The advances, doctors say, have allowed more and more people to seek help for forms of hearing loss where previously available treatments offered little benefit.


“It’s a brand-new segment of the population that can be helped,” an audiologist on the Upper West Side, Dominick Servedio, said. The new devices can best help people with only mild to moderate high-frequency hearing loss, which accounts for about 20% of hearing impairment cases, Dr. Servedio said.


For people who suffer from high-frequency hearing loss, the traditional style of device that is inserted into the ear had been ineffective because by blocking the ear canal, it compromised a patient’s hearing at lower pitches. “A lot of people were really annoyed by hearing their own voices echoing in their ear,” the director of otology at Beth Israel Medical Center, Ronald Hoffman, said.


In the last two years, hearing aid makers have introduced and improved upon a device that fits in back of the ear, rather than inside. This new “open-fit” model can enhance high-pitch sounds, such as a child’s voice or a telephone ring, without disturbing a person’s unimpaired hearing.


“It’s much easier to listen,” the director of Beth Israel’s Hearing and Learning Center, Jane Madell, said. Dr. Madell, who treats children with hearing loss, has been wearing “open-fit” hearing aids made by GN ReSound since April and said they have made an enormous difference.


Although the “open-fit” design has been available for about two years, the early models were expensive and did not have as many features as conventional hearing aids. Last April, Unitron Hearing introduced the Conversa. NT, a fully functional hearing aid with added features available in both “open-fit” and conventional designs.


Sales of the Conversa. NT have been four times higher than Unitron’s expectations, the company’s director of audiology, Donald Hayes, said. “We way underestimated the sales on these things,” Dr. Hayes said. “We couldn’t stock them for the first couple of months.”

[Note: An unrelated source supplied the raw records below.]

PR #361, opened 2024-07-22
Add type hints for the `get_unused_code` function and the fields of `Item`.

johndoknjas:
## Description

This PR adds type hints to make it slightly easier for users to use the api. Now for each element from `get_unused_code`, IDEs will display their type as `Item` when highlighting over the variable. The same is done for the fields of `Item`, such as making `filename`'s type a Path (removing any potential confusion about whether it's a string).

## Checklist:


jendrikseipp:
Thanks for the PR! I'm a bit reluctant to merge it because type annotations without tests might get outdated quickly when the code changes. Is there a way to test that all type annotations are correct, while ignoring all other typing issues that a tool like Mypy might detect? Could you add such a test?

johndoknjas:
@jendrikseipp For sure, I'll work on adding a test to do this.

johndoknjas:
Hey @jendrikseipp, just following up on this PR.

vulture/core.py
```diff
@@ -139,13 +140,13 @@ def __init__(
...
         confidence=DEFAULT_CONFIDENCE,
     ):
-        self.name = name
-        self.typ = typ
-        self.filename = filename
-        self.first_lineno = first_lineno
-        self.last_lineno = last_lineno
-        self.message = message or f"unused {typ} '{name}'"
-        self.confidence = confidence
+        self.name: str = name
```
jendrikseipp, line 143: If I change this line to `self.name: int = name`, all tests still pass. Is it possible to add tests that check that all type hints are followed by the code?

jendrikseipp (changes requested):

vulture/core.py
johndoknjas: @jendrikseipp Sorry about that, the issue was that mypy doesn't know the type of the `name` param, so my test incorrectly still passed. I've updated the test to use the `pytype` linter instead, as it does type inference when hints aren't given.
I noticed that running my test with pytest takes just a few seconds, running with tox is extremely slow; not sure why this is.

reneleonhardt: It's easy to figure out if you take a look at the build log 😅
https://github.com/jendrikseipp/vulture/actions/runs/11144462910/job/30971791967?pr=361#step:8:156

Unfortunately not all dependencies have been updated to support Python 3.13 yet 😢
https://github.com/jcrist/msgspec/issues/698
because the contributed fixes have not been merged yet after three months 🤷
https://github.com/jcrist/msgspec/pull/711
You can see that msgspec doesn't support 3.13:
https://pypi.org/project/msgspec/

An advanced build system like Poetry should check Python support automatically
https://python-poetry.org/docs/dependency-specification/
if Vulture would change its backend:
https://python-poetry.org/docs/basic-usage/

johndoknjas: @reneleonhardt I've updated the PR to only use pytype if python is >= 3.13 (for the time being until it's supported).

jendrikseipp: Hmm, that's unfortunate. I was thinking of switching to `uv`. Would that solve the problem? I won't have time to look into this for the next weeks, though.

reneleonhardt: Nice solution!
I hope msgspec and pytype will support 3.13 soon as it will be released on Monday (but identical to rc3)...

tests/test_pytype.py
```diff
@@ -0,0 +1,15 @@
...
+@pytest.mark.skipif(
+    sys.version_info >= (3, 13), reason="Need python < 3.13 for pytype"
+)
+def test_pytype():
+    result = subprocess.run(
+        ["pytype", "vulture/core.py", "--disable=attribute-error"],
+        capture_output=True,
+        text=True,
+    )
+    assert result.stdout.strip().endswith("Success: no errors found")
```
jendrikseipp, line 15: Let's check whether the exitcode is 0 to make this more robust.

tests/test_pytype.py
```diff
@@ -0,0 +1,15 @@
+import subprocess
+import sys
+import pytest
+
+
+@pytest.mark.skipif(
+    sys.version_info >= (3, 13), reason="Need python < 3.13 for pytype"
```
jendrikseipp, line 7:
```suggestion
    sys.version_info >= (3, 13), reason="needs Python < 3.13 for pytype"
```

tests/test_pytype.py
```diff
@@ -0,0 +1,15 @@
+import subprocess
+import sys
+import pytest
```
jendrikseipp, line 3: Add empty line above pytest import.

tests/test_pytype.py
```diff
@@ -0,0 +1,15 @@
...
+
+
+@pytest.mark.skipif(
+    sys.version_info >= (3, 13), reason="Need python < 3.13 for pytype"
+)
+def test_pytype():
```
jendrikseipp, line 9: I think ideally we would just call pytype directly from tox.ini, but I don't know whether it's possible to only run the test for Python < 3.13. Can you check?

tests/test_pytype.py
```diff
@@ -0,0 +1,15 @@
...
+    result = subprocess.run(
+        ["pytype", "vulture/core.py", "--disable=attribute-error"],
```
jendrikseipp, line 11: Instead of disabling the error, let's define `self.noqa_lines = {}` in the constructor alongside the other member variables.

jendrikseipp (changes requested):
Thanks for your persistence :)

tests/test_pytype.py
johndoknjas: I researched around and tried a few things, but nothing seemed to work. I feel there might be a way, but it may not really be supported by tox's default behaviour. I suppose once pytype and msgspec support 3.13, we could switch to a direct call in tox?

jendrikseipp: Thanks for trying! I agree that using pytest to call pytype for now is the best option.

tox.ini
```diff
@@ -18,7 +18,7 @@ deps =
   pytype ; python_version < '3.13'
 commands =
   pytest {posargs}
-  ["$PYTHON_VERSION" -lt "3.13"] && pytype vulture/core.py
+  py{38,310,311,312}: pytype vulture/core.py
```
reneleonhardt: Was there a specific reason to exclude 39?
3.8 will be EOL in a month, but 3.9 in a year 😅

jendrikseipp: For some reason tox stumbles over py39. Python 3.9 is sill tested via GitHub Actions.

tests/test_pytype.py
johndoknjas: @jendrikseipp Oh the `check=True` does that. If the exitcode isn't 0, subprocess will raise a CalledProcessError.

jendrikseipp: I think it's best to make that check explicit and to remove the string comparison (and to remove the then obsolete kwargs from the run call).

jendrikseipp:
Thanks for your work on this!

johndoknjas:
No problem, and thank you for your feedback :)

PR #376, opened 2024-11-18
Remove `pass_filenames: false` from pre-commit hook

cbachhuber:
To make the vulture pre-commit hook work on the specific files specified by pre-commit and not on the entire repo, I need to override the config it as shown [here](https://github.com/luminartech/dev-tools/pull/43/files#diff-63a9c44a44acf85fea213a857769990937107cf072831e1a26808cfde9d096b9R159), with `pass_filenames: true`. I argue that this is a saner default than `pass_filenames: false`, so let's remove it from vulture's pre-commit hook.

## Related Issue

https://github.com/luminartech/dev-tools/pull/43

## Checklist:

### DIFF
--- a/.pre-commit-hooks.yaml
+++ b/.pre-commit-hooks.yaml
@@ -4,6 +4,5 @@
   entry: vulture
   description: Find unused Python code.
   types: [python]
-  pass_filenames: false
   require_serial: true
   


hofbi (approved):

cbachhuber:
That makes sense, thanks for explaining! How about adding an explanatory comment to this config line? Something like

```yaml
--pass-filenames: false # vulture needs access to all files for a complete analysis
```

Btw, in our private repo, we're using `--pass-filenames: true` because it's a large legacy codebase and we haven't rolled out vulture completely yet. Together with `min_confidence = 100`, it works just fine. With this setup, the value of vulture is very limited, of course.

jendrikseipp:
Good idea about the comment. Done.

PR #378, opened 2024-11-28
Handle while True loops without break statements

kreathon:
## Description

In the following example, the `print` statement is not recognized as unreachable code by `vulture`. 

```
while True:
    raise Exception()
print("Currently not recognized!")
```

More general: If a `while True` statement has no `break`, then the statement after the `while True` is unreachable.

## Implementation

Introduce `self._current_loop_has_break_statement` in order to keep track of `break` statements found while traversing the AST. 

We cannot validate if the break statements only occur in loops (so we need to assume the code is correct). In order to check this properly, we would need to visit the parent first (and push some kind of context or scope; pop if after visiting the children).

## Checklist

### DIFF
--- a/CHANGELOG.md
+++ b/CHANGELOG.md
@@ -1,5 +1,6 @@
 # next (unreleased)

Several companies now offer the “open-fit” design, which typically features a small device placed in back of the ear connected to a virtually invisible, razor-thin tube leading into the ear canal. Controls on top of the ear device allow users to switch among different settings appropriate to their environment. One setting better isolates sound in a crowded restaurant, for example, while another is better for watching television.

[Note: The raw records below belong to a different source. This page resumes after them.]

Issue #216, opened 2020-07-22
Support Forward References for Annotations


colinc719:
When vulture is run on the code

```python
from collections import Sequence


def temp(arg: "Sequence"):
    assert not arg


if __name__ == '__main__':
    temp([])
```

produces "unused import 'Sequence'"

I would expect it to see that Sequence is used as a forward reference (https://www.python.org/dev/peps/pep-0484/#forward-references) in temp.

I'm running vulture 1.5.

jendrikseipp:
Thanks for the report! Vulture currently doesn't parse string forward references, but I guess it would make for a nice addition. In your concrete example, however, couldn't you just use `Sequence` instead of the string `"Sequence"`?

colinc719:
Thanks for the fast response.  Yeah, I was just trying to post a simple example.  A more realistic use-case would probably use TYPE_CHECKING, which gives the same result:
```python
from typing import TYPE_CHECKING

if TYPE_CHECKING:
    from collections import Sequence


def temp(arg: "Sequence"):
    assert not arg


if __name__ == '__main__':
    temp([])
```

jendrikseipp:
Thanks for the example!

jendrikseipp:
#220 added support for parsing type comments, but forward references are still not taken into account by Vulture.

jingw:
Just FYI, fixing this fully correctly is likely annoying, since the forward references can appear outside a type annotation context:
```
MyType = Union["LaterType", Whatever]

class LaterType:
    pass
```

That said, somehow flake8 deals with it, so it could be worth looking at whatever they're doing. Test case:
```
from foobar import Thing
from typing import Union

Thing2 = Union["Thing", int]
```

(not planning to work on this, just throwing this out)

jendrikseipp:
Thanks for the explanation!

Maybe a solution could be to record all literal strings as used names. (This would render the getattr/hasattr PR obsolete.) My feeling is that this sounds too drastic, but could actually be the right move. On the other hand, maybe we shouldn't worry about this too much, given that there's `from __future__ import annotations` (thanks for the hint, didn't know about this!). What do you think?

I also thought about dropping unused import detection, but I think Vulture actually has some value in addition to flake8 for detecting unused imports:

``` python
# a.py
import sys

# b.py
import a
print(a.sys.argv)
```

Flake8 reports `sys` as an unused import, but Vulture doesn't.

jingw:
I also feel that would be excessive.

[...]

PR #379, opened 2024-12-15
Add forward reference annotation detection

Joko013:
Adding support for parsing forward references in type annotations and using them for the detection algorithm.

## Description
Hi, I'd like to add the support for [forward references](https://peps.python.org/pep-0484/#forward-references) so I would appreciate it if you could take a look at this draft.

I understand that [it has been discussed](https://github.com/jendrikseipp/vulture/tree/main?tab=readme-ov-file#forward-references-for-type-annotations) but I think it's worth reconsidering, given the timeframe (the original discussion is from 2020) and further adoption of new Python versions.

Personally, this blocks the usage of Vulture as it either forces you to adopt a new standard (`from __future__ import annotations` instead of `if TYPE_CHECKING:...`) or deal with a lot of false positives if you don't (or can't).

I know that in the original discussion, there's been concerns about the issues that this could open up so I've tried to cover some basic cases but I'm all for for covering more.

Let me know if this approach makes sense to you. 

## Related Issue
- https://github.com/jendrikseipp/vulture/issues/216

## Checklist:

### DIFF
--- a/tests/test_annotations_parser.py
+++ b/tests/test_annotations_parser.py
@@ -1,0 +1,22 @@
+import typing
+
+import pytest
+
+from vulture.annotation_parser import AnnotationParser
+
+
+@pytest.mark.parametrize(
+    "input_annotation, expected_types",
+    [
+        ("Foo", {"Foo"}),
+        ("foo.Foo", {"foo", "Foo"}),
+        ("List['Foo', 'Bar']", {"List", "Foo", "Bar"}),
+        ('List["Foo", "Bar"]', {"List", "Foo", "Bar"}),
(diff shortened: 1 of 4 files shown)


jendrikseipp:
Thanks for the PR! I'll take a look when I find the time.

thearchitector:
I'm quite interested in supporting forward references as well.

I'm also wondering if this may be made easier, or at least affected, by 3.14's default [deferring of annotations](https://docs.python.org/3.14/whatsnew/3.14.html#whatsnew314-deferred-annotations), as well as its new [annotationlib](https://docs.python.org/3/library/annotationlib.html)? The latter has backports via `typing-extensions`.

Doctors also say the less intrusive – and less visible – designs have made converts of many people who had long put off wearing hearing aids. “People who would otherwise have rejected hearing aids are now willing to wear them younger,” Dr. Hayes said, citing a decrease by three to five years in the average age of first-time hearing aid users, to between 65 and 67.


To Dr. Madell, focusing on the improved look of modern hearing aids only exacerbates the negative image associated with hearing loss. “Hearing loss is not something to be embarrassed about,” she said. “It’s not a sign of mental incompetence to have a hearing loss. It’s not a sign of being a crazy person. It’s a hearing loss.”